Panel 4: Fostering the Highest Quality Patient Care
(Rizk) How do we change the culture at Stanford so that it is focused on quality at all levels and dimensions?
(Tabb) Metrics of clinical quality need to address clinical practice outcomes in a manner that allows comparisons across the nation. They must also have "local credibility" in order to drive clinical care processes. What are the similarities and differences that apply to:
- medical vs surgical;
- adult vs pediatrics;
- community vs academic
- innovation and clinical research vs standardization and evidence-based medicine
(Lowe) What is the role of Informatics in fostering the highest quality patient care? How might Stanford leverage Informatics to improve the safety and quality of care?
(Sandborg) How can we leverage quality and safety in our highly innovative and tertiary/quaternary care environments to enhance our institutional profile (e.g., payor contracting, public transparency, reputation, research)?
(Marsh) How can we measure the clinical quality of individual providers, particularly when much care is dependent upon the work of teams? And how can we handle quality measurement for low-volume providers, such as UTL faculty who may devote 25% or less time to patient care activities, and across a wide spectrum of health conditions?
(Rizk) Given our faculty caps and clinical responsibilities, how do we ensure career development for each faculty line?

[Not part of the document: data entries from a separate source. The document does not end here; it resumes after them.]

PR #3170, opened 2015-10-02
Add recipe for nameframe

john2x:
https://github.com/john2x/nameframe

Nameframe is a package to manage frames by name.

It was designed to be used with Projectile and/or perspective.el.
It effectively allows users to have dedicated frames for their projects.

Demo is available in the project's README.

### DIFF
--- a/recipes/nameframe
+++ b/recipes/nameframe
@@ -1,0 +1,4 @@
+(nameframe
+ :fetcher github
+ :repo "john2x/nameframe"
+ :files ("nameframe.el"))


purcell:
Thanks. This recipe will include all the `.el` files, which I don't think is what's desired here based on the current metadata headers: `nameframe-projectile` and `nameframe-perspective` appear to be designed as separate packages. Can you please add an appropriate `:files` spec to the recipe by amending the recipe commit, then force-push it back here to update the PR cleanly? You'd then also need to submit separate recipes for those other two packages. Let me know if you have any questions.

john2x:
Thanks. That's what I was confused about. The package was created/intended to be used together with Projectile and perspective.el. But at the same time, `nameframe.el` works on its own.

I like your suggestion about having `nameframe-projectile` and `nameframe-perspective` as separate packages. I'll update the README and this PR.

john2x:
I updated this PR. I'll create new PR's for the other packages once this gets accepted.

purcell:
Super, thanks.

PR #3172, opened 2015-10-03
Add recipe tab-jump-out

cheunghy:
tab-jump-out is a package for jump out of parenthesis and quotes with tab.

Usage:

you can enable tab-jump-out-mode to tab out of parenthesis, or just bind tab-jump-out to tab.

When working with auto complete engine like auto-complete and company, and yasnippet, you can set yas fallback behavior to tab jump out and do not enable tab jump out mode to ensure yasnippet run first.

### DIFF
--- a/recipes/scratches
+++ b/recipes/scratches
@@ -1,0 +1,1 @@
+(scratches :repo "cheunghy/scratches" :fetcher github)
--- a/recipes/tab-jump-out
+++ b/recipes/tab-jump-out
@@ -1,0 +1,1 @@
+(tab-jump-out :repo "cheunghy/tab-jump-out" :fetcher github)


cheunghy:
scratches is a package providing features for multiple savable scratches.

tab-jump-out
```diff
@@ -0,0 +1 @@
+(tab-jump-out :repo "cheunghy/tab-jump-out" :fetcher github)
```
syohex: `tab-jump-out` is in top directory. You should add recipe file in `recipes` directory.

cheunghy:
Thanks @syohex , I've moved the recipe to right place.

milkypostman:
in the future it is helpful to make each addition its own commit and PR.

is there any reason that scratches is a minor mode? it seems like this is just some helper functions.

The only other thing that I think @purcell may say is that there is no commentary and it would be good to fill that in for each package. This way something will show up in the help text if someone selects the package from the package list.

cheunghy:
@milkypostman minor mode toggles the availability of the helper functions. And if user don't want the default keybindings, he can just bind his keybindings and do not enable the minor mode.

purcell:
Re. `scratches`:

`"C-c s"` is reserved for user keybindings, so it shouldn't be a default prefix. See the [Key Binding Conventions](https://www.gnu.org/software/emacs/manual/html_node/elisp/Key-Binding-Conventions.html) info.

Re. `tab-jump-out`:

`defvar-local` requires Emacs 24.3, IIRC, or perhaps even 24.4. Please add a corresponding `;; Package-Requires` header, or use `defvar` + `make-variable-buffer-local`. Also `"Use tab to jump out of delimiter pairs"` would be a clearer description.

cheunghy:
@purcell Thanks. All these checks are done.

I changed key binding for scratches to `C-x M-s`, hopes it's not reserved. :D

Actually a lot of packages define keys on C-c map, it's not really user's reserved anymore, it seems like major-mode reserved and minor-mode careful bind. 

In my humble practice, C-x is emacs itself reserved, C-c is mode reserved, and I use C-z for my own keybindings. The reasons are:

1. default command for C-z is the same with C-x C-z, and C-x C-z feels consistent with C-x C-c.
2. C-z is just near C-x and C-c, make the three major prefix keys arranged same place on keyboard.

If package authors cannot use C-c prefix key, they will define keybindings in a strange unpredictable way.

IMHO, If somebody can work on the key binding conventions, he should revision it.

milkypostman:
@cheunghy i think you misunderstood what purcell said,

C-c + <single letter> is reserved for user bindings. You could use C-c C-s or C-c and any chorded keybinding. it's just that C-c plus a single letter should not be used by packages. C-x <anything> is actually worse.

cheunghy:
@milkypostman 
Thanks.
A lot of users use C-c C-s to toggle REPL and source file. And a lot of comint derived mode define this.
So I define it to be C-c C-r.

PR #3173, opened 2015-10-03
Added multi-compile

ReanGD:


purcell:
Thanks, but there's no `Commentary` section and no useful docstrings, so it's going to be hard for a user to figure out how to use this package: elisp libraries should be self-documenting. Can you please take some of the README contents and put them in the elisp file?

ReanGD:
Fixed.

But my English is poor, sorry (

purcell:
That's great, thanks. :-)

PR #3174, opened 2015-10-04
Split off EmacSQL backends into separate packages.

skeeto:
The `emacsql` package is broken into: `emacsql`, `emacsql-sqlite`, `emacsql-psql`, and `emacsql-mysql`. PostgreSQL users don't want to be bothered with a SQLite binary and SQLite users don't want pg.el. I've already made the appropriate changes in the EmacSQL repository.

See also: skeeto/emacsql/issues/15


purcell:
Makes sense, thanks.

PR #3175, opened 2015-10-04
Add go-playground recipe

grafov:
Add new recipe with go-playground mode for Go language. Under GPLv3.

### DIFF
--- a/recipes/go-playground
+++ b/recipes/go-playground
@@ -1,0 +1,1 @@
+(go-playground :repo "grafov/go-playground" :fetcher github)


milkypostman:
This looks good. Only thing that I saw was possibly that you don't need lexical binding?

@purcell are we still trying to sway people into avoiding lexical binding?

purcell:
Yes, use `;; Package-Requires: ((emacs "24"))` explicitly if `lexical-binding` is required, otherwise I'd strongly suggest removing that declaration.

grafov:
Thank for advice, I removed lexical-binding declaration from the source.

purcell:
Thanks - merged!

(Sharek) Do instruments for assessing clinical excellence need to be particularly good at identifying low-quality physicians or identifying high-quality physicians? Or should our efforts be dedicated to finding instruments that will distinguish clinical quality throughout the entire spectrum?
(Garber) How heavily should clinical performance be weighted in the different faculty lines - UTL, MCL, and Clinician Educator? What are the best incentives to put into place to promote superior clinical performance throughout SHC?
(Byerwalter) How should we select the highest quality projects and opportunities to present to our donor community? How do we strike a balance between the multiple meritorious needs and expectations – especially between our primary missions in research, education and patient care?